The worst part: Almost all of these illnesses, and the deaths that will inevitably follow, are the result of deliberate choices. People chose to risk their lives—chose to die—for nothing.
There’s no rational risk assessment that justifies forgoing the vaccine. Ultimately, this is psychological, rooted in the things that formed Donald Trump’s base—a distrust of institutions, a skepticism of expertise, a tendency toward conspiratorial thinking, a sophomoric interpretation of “liberty” and atavistic tribal loyalty.
As with climate change, negative polarization and propagandistic media reinforce these traits.

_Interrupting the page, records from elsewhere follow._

PR #2025, opened 2020-08-24
[KTOR-941] Add option to use only specific alias of KeyStore

hfhbd:
**Subsystem**
CIO - JVM

Fixing [KTOR-941](https://youtrack.jetbrains.com/issue/KTOR-941)

**Motivation**
This fix adds the option to use only a specific alias instead all alias for a given JVM Keystore.
This change is addictive only, no breaking change.
 
**Solution**
Added null-able default null alias which will be use if present. Otherwise, all aliases from a Keystore will be used as known behavior.


Stexxe (changes requested):
Please add a test

hfhbd:
Sorry, I rebased my pull request again -.- How can I prevent/fix it?

hfhbd:
@e5l @Stexxe Please review #2230
This PR has too many breaking rebased commits, so I simple create a new PR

Last week, Fox News host Laura Ingraham told her audience that “Biden’s vaccine pushers” are trying to “indoctrinate our children into a dark mindset of anti-Americanism.” Rep. Ronny Jackson, the former White House doctor who proclaimed Donald Trump the healthiest man alive, called mandatory vaccination a “Socialist Marxist Communist” plot. No one has proposed a mandate, though the Biden administration is sending people door-to-door in low-vaccination areas to offer shots. Q-curious Rep. Lauren Boebert called them “Needle Nazis,” and tree-punching seditionist Rep. Madison Cawthorn said the program would lead to Bible and gun confiscations.
More troubling than the flapping gums of loudmouths, Tennessee backed off a campaign to encourage youth vaccinations after Republicans accused health officials of “peer pressuring” teenagers, as if a) that’s something adults shouldn’t do when we can save their lives, and b) a Facebook flyer that says, “Give COVID-19 Vaccines a Shot” counts as peer pressure.
That’s what choosing stupidity looks like.
It’s not that they’re stupid, necessarily. It’s that, for reasons bordering on pathological, they’re choosing to behave stupidly, no matter the consequences. The more facts they hear, the more those in authority plead, the more they dig in. They won’t get inoculated because they’ve been immunized against reality.
Here’s the thing: If we can’t defeat the pandemic because of willful ignorance, how can we tackle the much more daunting existential threat that lies ahead?
In a decade or two, the generational churn of Gen Zs replacing Boomers in the electorate will make major climate reforms more likely. But time isn’t a luxury we have. Every day that passes, the price of inaction rises.
We’ve chosen stupidity. The check is coming due.